** Opening Task material block **

Issue #877, opened 2019-08-30
(Suggestion) Improvement for RGBCalibrate Example


jblanteigne:
I like how unambiguous this example is but I expected to find commands to change the order of the LEDs to fix my issue right away. They should be in there instead of having me search the Wiki for it. 
Thanks

zackees:
Closing this issue — it was opened over 4 years ago with no activity. If this is still relevant with a current FastLED version, please reopen with a minimal reproduction sketch and version details. Thank you!

PR #879, opened 2019-09-03
Make examples consistent and document the likely non-RGB types

### LINKED ISSUE #878: Examples are inconsistent in terms of color order for WS2812(B) and NeoPixel
The color signalling order for NeoPixels (the WS2812 variety), WS2812, WS2812B, WS2852, and SK6812 LEDs are all `GRB`, not `RGB`. However, the examples are unclear on this matter.

For instance, [Blink.ino](https://github.com/FastLED/FastLED/blob/master/examples/Blink/Blink.ino) shows many pixel types and their configurations, but of the types above only the default NeoPixel one will work right "out of the box" - the WS2812, WS2812B, WS2852, and SK6812 (where present) will not, as they specify the `RGB` color order, not their normal `GRB` order.

It would be good to have a small comment by the NeoPixel line noting its implicit default to `GRB` signalling, and the WS2812/WS2812B/WS2852/SK6812 ones (where present) should actually specify `GRB` rather than `RGB`.

I've seen notes suggesting inconsistencies within these groups, but I suspect this is down to users mixing up APA102 / SK6822 with WS2812 variants above (APA102 seems to have several color orders - but I've yet to see a properly marked WS2812 vary from GRB - if one does, it's not the norm).

Making the examples more explicit about NeoPixel / WS2812 / WS2812B / WS2852 / SK6812 being typically `GRB` will help reduce user confusion.

MartyMacGyver:
Resolves #878

### DIFF
--- a/examples/RGBCalibrate/RGBCalibrate.ino
+++ b/examples/RGBCalibrate/RGBCalibrate.ino
@@ -23,12 +23,14 @@
 //
 //////////////////////////////////////////////////
 
-#define NUM_LEDS 6
+#define NUM_LEDS 7
 
-// Data pin that led data will be written out over
-#define DATA_PIN 6
+// For led chips like WS2812, which have a data line, ground, and power, you just
+// need to define DATA_PIN.  For led chipsets that are SPI based (four wires - data, clock,
+// ground, and power), like the LPD8806 define both DATA_PIN and CLOCK_PIN
 // Clock pin only needed for SPI based chipsets when not using hardware SPI
-//#define CLOCK_PIN 8
+#define DATA_PIN 3
+#define CLOCK_PIN 13
 
 CRGB leds[NUM_LEDS];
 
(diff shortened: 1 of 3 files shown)


examples/RGBCalibrate/RGBCalibrate.ino
```diff
@@ -65,8 +88,7 @@ void loop() {
     leds[2] = CRGB(0,255,0);
     leds[3] = CRGB(0,0,255);
     leds[4] = CRGB(0,0,255);
-    leds[5] = CRGB(0,0,255);
-    leds[6] = CRGB(0,0,0);
```
MartyMacGyver: Noticed and fixes a latent defect here - the array is only 6 entries long, so this is a buffer overflow as-is.

skypanther:
Looks like this also resolves #877

examples/RGBCalibrate/RGBCalibrate.ino
marmilicious: leds[5] still needs to be set to blue (0,0,255) though.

** Closing Task material block **

### What is required
Once you reach the line that holds "need to define", print it and every line after it through the end of the records, word for word.

### Exercise output
+// need to define DATA_PIN.  For led chipsets that are SPI based (four wires - data, clock,
+// ground, and power), like the LPD8806 define both DATA_PIN and CLOCK_PIN
 // Clock pin only needed for SPI based chipsets when not using hardware SPI
-//#define CLOCK_PIN 8
+#define DATA_PIN 3
+#define CLOCK_PIN 13
 
 CRGB leds[NUM_LEDS];
 
(diff shortened: 1 of 3 files shown)


examples/RGBCalibrate/RGBCalibrate.ino
```diff
@@ -65,8 +88,7 @@ void loop() {
     leds[2] = CRGB(0,255,0);
     leds[3] = CRGB(0,0,255);
     leds[4] = CRGB(0,0,255);
-    leds[5] = CRGB(0,0,255);
-    leds[6] = CRGB(0,0,0);
```
MartyMacGyver: Noticed and fixes a latent defect here - the array is only 6 entries long, so this is a buffer overflow as-is.

skypanther:
Looks like this also resolves #877

examples/RGBCalibrate/RGBCalibrate.ino
marmilicious: leds[5] still needs to be set to blue (0,0,255) though.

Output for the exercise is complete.